ECR Profile – Megan Mooney Taylor

ECR Profile – Megan Mooney Taylor

The ASAL ECR Profile series highlights the work of our early career researchers. For this instalment we present the work of Megan Mooney Taylor.

Since completing my PhD at Deakin University on ‘Mythmaking and Masculinity in the Fiction of Norman Lindsay’ in 2017 my research has become more archive-focused and, in a twist I hadn’t predicted, I have started considering Lindsay’s engagement with world events as inspiration around the writing of his Australian favourite children’s book, The Magic Pudding.

I presented at a forum hosted by the University of Technology Sydney Library, which has a large Lindsay collection and held a Magic Pudding exhibition in September 2018 to celebrate 100 years since the Pudding’s original publication. A question and my answer at that forum led to a possible archival collaboration with the State Library of NSW Rare Manuscript team on the origins of the ‘Puddin’ that I am very excited about.

For the last few months of 2018 and the first few months of 2019 I have been reading deeply into Australian literature and poetry published in 2018 for the Australian Literary Studies Gold Medal, with co-judges Michael Farrell and Kate Noske, which has been an incredibly enriching experience.

In a complete shift away from my previous research, I am writing a chapter for a University of Southern Queensland project Kindred Spirits: Reflections on our relationship with Anne of Green Gables titled ‘Reading Anne by the brown, dusty banks of the Murray River’.

I have an article, ‘Be men if you can’t be artists!’ Masculinity in the Fiction of Norman Lindsay’, forthcoming in Antipodes.
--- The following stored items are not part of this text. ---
Issue #3123, opened 2025-05-09
Refactor modules to avoid unnecessary imports


djhoese:
## Feature Request

**Is your feature request related to a problem? Please describe.**
I have a project that uses Satpy but does not need most of the "usual" functionality that Satpy provides. Specifically I need to read ABI and AHI input data, no resampling, no compositing, and write to a NetCDF file using the "awips_tiled" writer. This project involves creating a docker image so reducing the number of unnecessary dependencies installed can make a huge difference on the size of the docker image.

Additionally, the more imports needed to do basic functionality in Satpy means longer import times overall when the functionality using those imports isn't needed.

**Describe the solution you'd like**
I'd like to refactor a few key modules in Satpy into a series of submodules. As part of that I'd also like to remove "alias" imports as much as possible. I started this with the "satpy.writers" sub-package in #3122, but naming still needs to be finalized. Other modules that should be looked at:

- [ ] `satpy/tests/utils.py` - This one maybe doesn't make sense if we think that public users should not be importing stuff from tests. In my case I wanted to use the `make_dataid` function but the `utils` module was importing a lot of stuff that wasn't necessary.
- [x] `satpy/readers/__init__.py` - Hopefully not as difficult as the others described here since most of the functionality is using builtin python features. https://github.com/pytroll/satpy/pull/3127 and https://github.com/pytroll/satpy/pull/3124
- [x] `satpy/composites/__init__.py` - We have a ton of composite classes here. They should really be divided up. https://github.com/pytroll/satpy/pull/3157
- [x] `satpy/enhancements/__init__.py` - All the generic builtin enhancements are in here and require too many imports (trollimage) that most don't use. https://github.com/pytroll/satpy/pull/3155
- [x] `satpy/multiscene/__init__.py`: These are all alias imports when I refactor `multiscene.py` into separate modules. They should be removed. Additionally `_blend_funcs.py` should be made public. https://github.com/pytroll/satpy/pull/3236
- [x] `satpy/writers/` - https://github.com/pytroll/satpy/pull/3122
- [ ] I'm sure others, but these are the ones I've been bumping into.

After these are refactored the `__init__.py` modules could get a `__getattr__` function that produces a warning when someone tries to access the old import.

**Describe any changes to existing user workflow**
Users will need to change their imports.

djhoese:
[...]

PR #3124, opened 2025-05-12
Refactor resampler module to submodules

pnuu:
This PR refactors the `satpy/resample.py` module to a `satpy.resample` subpackage and splits the contents to several modules.

At least the warnings in the tests should be fixed, but this is the first version to see if there are other things to consider. Also some of the imports could be moved to where they are used. And the docstring should be fixed with the new import paths.

Triggered by https://github.com/pytroll/satpy/issues/3123

 - [ ] Closes #xxxx 
 - [ ] Tests added 
 - [ ] Fully documented 

### DIFF
--- a/satpy/tests/test_resample.py
+++ b/satpy/tests/test_resample.py
@@ -681,3 +681,28 @@ class TestBucketFraction(unittest.TestCase):
         assert "categories" in res.coords
         assert "categories" in res.dims
         assert np.all(res.coords["categories"] == np.array([0, 1, 2]))
+
+
+@pytest.mark.parametrize("name",
+                         ["KDTreeResampler",
+                          "BilinearResampler",
+                          "NativeResampler",
+                          "BucketResamplerBase",
+                          "BucketAvg",
+                          "BucketSum",
+                          "BucketCount",
+                          "BucketFraction",
+                          "resample",
+                          "prepare_resampler",
+                          "resample_dataset",
+                          "get_area_file",
+                          "get_area_def",
+                          "add_xy_coords",
+                          "add_crs_xy_coords",
+                          ]
+                         )
+def test_moved_import_warns(name):
+    """Test that imports done directly from satpy.resample sub-package issue a warning."""
+    import satpy.resample
+    with pytest.warns(UserWarning):
+        _ = getattr(satpy.resample, name)


satpy/resample/__init__.py
```diff
@@ -0,0 +1,66 @@
...
+            "BucketAvg",
+            "BucketSum",
+            "BucketCount",
+            "BucketFraction"
+    ):
+        from . import bucket
+        new_submod = "bucket"
+        obj = getattr(bucket, name)
+    elif name in (
+            "hash_dict",
```
djhoese, line 188: Is `hash_dict` used anywhere else? Should it be "private-ized"? It would need handling in this if statement, but better to make things private now rather than later.

djhoese:
The other thing about this PR that I'm realizing is that some of the resamplers (ewa maybe? kdtree nearest maybe?) exist in pyresample in a way that should be useable. Or at least that was my intention before I stopped working on pyresample 2.0. Maybe it never got all the way there (as we already know I'm wrong about the caching functionality implemented in pyresample).

satpy/resample/__init__.py
pnuu: Didn't find any calls to it outside the new "base" module, so made it private and removed from the `__getattr__` handling in https://github.com/pytroll/satpy/pull/3124/commits/44ee39b9c122da80218cebfd5ed078ecf4f495e2

pnuu:
I think this is now ready. Unless we come up with a better name for the `base` module.

satpy/resample/__init__.py
```diff
@@ -0,0 +1,209 @@
...
+    elif name in (
+            "get_area_file",
+            "get_area_def",
+            "add_xy_coords",
+            "add_crs_xy_coords",
+            "update_resampled_coords",
+            "resample",
+            "prepare_resampler",
+            "get_fill_value",
+            "resample_dataset"
```
djhoese, line 196: Are all of these used outside of the resample code? I know Scene calls `prepare_resampler` and `resample_dataset`, but are the other functions used? Maybe they could be made private?

djhoese (changes requested):
One more comment for making things private, but also what do you think about moving `get_area_file/def` functions and `add_xy_coords` and `add_crs_xy_coords` to a `utils.py` module? Or even go as far as the `get_area_*` functions to one module outside of the resample subpackage (since they are used by readers and users) like `satpy.area` or `satpy.area_utils` or `satpy.area_config`? And `add_*_coords` to another module inside or outside of resampling? Like `satpy.coords` or `satpy.coords_utils`?

pnuu:
> One more comment for making things private, but also what do you think about moving `get_area_file/def` functions and `add_xy_coords` and `add_crs_xy_coords` to a `utils.py` module? Or even go as far as the `get_area_*` functions to one module outside of the resample subpackage (since they are used by readers and users) like `satpy.area` or `satpy.area_utils` or `satpy.area_config`? And `add_*_coords` to another module inside or outside of resampling? Like `satpy.coords` or `satpy.coords_utils`?

I'll have a look at this today evening after I reach the hotel in Milan, where I need to stay overnight due to a cancelled flight.

satpy/resample/__init__.py
pnuu: I made `update_resampled_coords` and `get_fill_value` private. The former is used only in AWIPS tests outside of `resample` package, the latter only within resamplers. The others have more uses also elsewhere.

satpy/coords_utils.py
```diff
@@ -0,0 +1,137 @@
...
+    return data_arr
+
+
+def _add_crs(area, data_arr):
+    # add CRS object if pyproj 2.0+
+    try:
+        from pyproj import CRS
+    except ImportError:
+        LOG.debug("Could not add 'crs' coordinate with pyproj<2.0")
+        crs = None
```
djhoese, line 126: We now require pyproj>2.2. Do you want to remove this import check and either:

1. Move the import to the top of the module (OK with me as I see pyproj a hard requirement of satpy).
2. Make it an in-function import as it is now.

Either way, the `else:` block can be de-dented.

djhoese (changes requested):
Awesome. I noticed one small thing that could be changed and cleaned up. The only other discussion we should maybe have is how many `satpy/X_utils.py` modules do we have before making things a series of `utils/X.py` modules? Or would it be better to drop the `_utils.py` part of the name and just call them `satpy/area.py` and `satpy/coords.py`?

satpy/area_utils.py
```diff
@@ -0,0 +1,43 @@
...
+def get_area_file():
+    """Find area file(s) to use.
+
+    The files are to be named `areas.yaml` or `areas.def`.
+    """
+    paths = config_search_paths("areas.yaml")
+    if paths:
+        return paths
+    else:
+        return get_config_path("areas.def")
```
djhoese, line 30: In a near-future PR should we drop support for the old areas format?

satpy/resample/base.py
```diff
@@ -0,0 +1,217 @@
...
+#              }
+
+def get_all_resampler_classes():
+    """Get all available resampler classes."""
+    resamplers = {}
+    try:
+        from .native import get_native_resampler_classes
+        resamplers.update(get_native_resampler_classes())
+    except ImportError:
+        pass
```
djhoese, line 96: I don't think it needs to be done in this PR but this seems like another case where it would be easy to have a dictionary or list of strings to import and use `importlib.import_module` and `getattr` to get access to them. You could also use `with suppress(ImportError):` to avoid the "uglier" `except ImportError`.

satpy/resample/ewa.py
```diff
@@ -0,0 +1,11 @@
...
+
+from pyresample.ewa import DaskEWAResampler, LegacyDaskEWAResampler
+
+
+def get_ewa_resampler_classes():
+    """Get bucket resampler classes."""
+    return {
+        "ewa": DaskEWAResampler,
+        "ewa_legacy": LegacyDaskEWAResampler,
+    }
```
djhoese, line 11: Is the idea that this entire module would go away if/when Resamplers can be loaded directly from a pyresample interface? Or should something like this be replace with a dict/list of strings like I mentioned in the `base.py` comment? That is a series of strings to be imported.

satpy/scene.py
```diff
@@ -29,13 +29,14 @@
...
 
+from satpy.area_utils import get_area_def
 from satpy.composites import IncompatibleAreas
 from satpy.composites.config_loader import load_compositor_configs_for_sensors
 from satpy.dataset import DataID, DataQuery, DatasetDict, combine_metadata, dataset_walker, replace_anc
 from satpy.dependency_tree import DependencyTree
 from satpy.node import CompositorNode, MissingDependencies, ReaderNode
 from satpy.readers.core.loading import load_readers
-from satpy.resample import get_area_def, prepare_resampler, resample_dataset
+from satpy.resample.base import prepare_resampler, resample_dataset
```
djhoese, line 39: Since pyresample is a hard requirement this probably doesn't matter, but I'm wondering if this import should be in-function to avoid import Resampler classes. :man_shrugging: Eh that will probably go away naturally when more things are moved to pyresample.

djhoese (approved):
Awesome! Just. Awesome.

I think the most obvious win from this PR is how many things are loading from the area and coords utils instead of the resample module/subpackage.

I made a couple inline comments about long term design decisions. The only other remaining question for me is should `satpy/area_utils.py` and `coords_utils.py` have the `_utils` removed?

satpy/area_utils.py
pnuu: Yeah, I think it's well due time. At the latest in 1.0.

satpy/resample/ewa.py
pnuu: The idea was to just kind of follow the structure of the other resample modules and provide a single function to get a dict of the available resamplers to replace the `RESAMPLERS` dict in `__init__.py` but still have the ability to get all of them.

satpy/resample/base.py
pnuu: Refactored in https://github.com/pytroll/satpy/pull/3124/commits/9f9a3854c8d2c5d92a04d0e597c194f450245ecb . As a side-effect, all the resampler classes could be moved to Pyresample.

pnuu:
> The only other remaining question for me is should `satpy/area_utils.py` and `coords_utils.py` have the `_utils` removed?

These were renamed in https://github.com/pytroll/satpy/pull/3124/commits/5bbd4f124667f2b890a0ab0dcbe42a2daed110eb and https://github.com/pytroll/satpy/pull/3124/commits/0b2be453b412f74db7b4c39ee9ac21372d87ff39

satpy/scene.py
pnuu: ... which doesn't really change anything because the functions a imported anyway and thus import from Pyresample :man_facepalming:

pnuu: Moved the imports in https://github.com/pytroll/satpy/pull/3124/commits/7ff4f6df8d4dcc81db0aefecd5dd57c105712305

I am currently working on redrafting an article linking an unpublished Lindsay novel held in the Mitchell Library with his attitudes towards censorship, sex, gender and freedom of expression. I have also been writing submissions to publish my thesis.
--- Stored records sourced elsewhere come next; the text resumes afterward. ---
PR #898, opened 2018-03-16
Add pytorch installation script for mac and linux

### LINKED ISSUE #896: Make PyTorch builds available for common use cases
Now that we have a CloudFront distribution backed by S3, we should make it easier for Pyro consumers to work off of Pyro `dev`:
 - [ ] make CPU binaries for Mac and Linux installable via a script.
 - [ ] Migrate to using the same infra for CI.

neerajprad:
Fixes #896.
 - Includes a PyTorch installation script that can be used to download and install the CPU wheels for PyTorch version compatible with Pyro `dev`. This should make local Pyro development easy since users on `dev` will not have to build PyTorch from source.
 - Uses the same script in `.travis.yml` to install the linux wheels for CI testing.

**Testing:** Ran script locally for osx wheels. Travis will check the wheels for Linux.

### DIFF
--- a/scripts/install_pytorch.sh
+++ b/scripts/install_pytorch.sh
@@ -17,7 +17,7 @@ PYTORCH_BUILD_COMMIT=e40425f
 
 
 # Detect OS and Python version numbers.
-OS=$(uname -s)
+OS=$(uname -s | cut -d " " -f1)
 PYTHON_VERSION=$(python -c 'import sys; version=sys.version_info[:3]; print("{0}{1}".format(*version))')
 
 # Lookup wheel names to download
--- a/scripts/install_pytorch.sh
+++ b/scripts/install_pytorch.sh
@@ -1,0 +1,52 @@
+#!/usr/bin/env bash
+
+set -xe
+
+
+TMP_DIR=tmp
+
+function _cleanup() {
+    [[ -d ${TMP_DIR} ]] && rm -rf ${TMP_DIR}
+}
+
+trap _cleanup EXIT
+
+# Adjust as per the version used in CI.
+PYTORCH_VERSION=0.4.0a0
+PYTORCH_BUILD_COMMIT=e40425f
+
+
+# Detect OS and Python version numbers.
+OS=$(uname -s)
+PYTHON_VERSION=$(python -c 'import sys; version=sys.version_info[:3]; print("{0}{1}".format(*version)')
+
+# Lookup wheel names to download
+WHL_VERSION=${PYTORCH_VERSION}%2B${PYTORCH_BUILD_COMMIT}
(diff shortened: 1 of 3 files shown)


scripts/install_pytorch.sh
```diff
@@ -0,0 +1,52 @@
...
+    WHL_PREFIX=${PYTORCH_LINUX_PREFIX}
+    WHL_LOOKUP=PYTORCH_LINUX_PY_${PYTHON_VERSION}_WHL
+else
+    echo "OS - ${OS} is not supported by the install script."
+    exit 1
+fi
+
+# Download wheel and install
+wget -P tmp/ "${WHL_PREFIX}/${!WHL_LOOKUP}.whl"
+pip install tmp/*
```
jpchen: `rm -rf tmp` after

scripts/install_pytorch.sh
```diff
@@ -0,0 +1,52 @@
+#!/usr/bin/env bash
```
jpchen: will this work on non-POSIX terminals ? as opposed to `#!/usr/bin/sh`?

scripts/install_pytorch.sh
neerajprad: That will be handled the exit trap `_cleanup` (see top of script).

scripts/install_pytorch.sh
```diff
@@ -0,0 +1,52 @@
...
+
+function _cleanup() {
+    [[ -d ${TMP_DIR} ]] && rm -rf ${TMP_DIR}
+}
+
+trap _cleanup EXIT
+
+# Adjust as per the version used in CI.
+PYTORCH_VERSION=0.4.0a0
+PYTORCH_BUILD_COMMIT=e40425f
```
fritzo: Do you think we're likely to get these commits out-of-sync by forgetting to update this file? Or are more likely to shoot ourselves in the foot being too clever via
```sh
PYTORCH_BUILD_COMMIT=$(grep 'git checkout .* a well-tested commit' README.md | cut -f3 -d' ')
```

neerajprad: I like that. :) And if anyone changes the README in a way that breaks the script, we 'll catch it in CI.

neerajprad:
> Do I understand correctly that this should "just work" on both Linux and OS X?

Yes, this should just work but only for the CPU versions. Fro the GPU stuff, it's probably best to use the docker scripts.

scripts/install_pytorch.sh
neerajprad: This invokes the `bash` shell explicitly (so it is not exactly POSIX compliant, or it might be but I haven't tested that), but shouldn't be an issue with either mac or linux which is what it caters to.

I presented a paper, ‘Considering the triangular masculine controlling gaze: gendered authorial intent in Norman Lindsay’s The Cousin from Fiji and Dust or Polish?’ at the Australian Women’s and Gender Studies Association conference in Melbourne in November 2018.

Most recently, my work on Norman Lindsay has appeared in the Conversation: New Norman Lindsay Novels: stitched together stories of friends and family seen for the first time.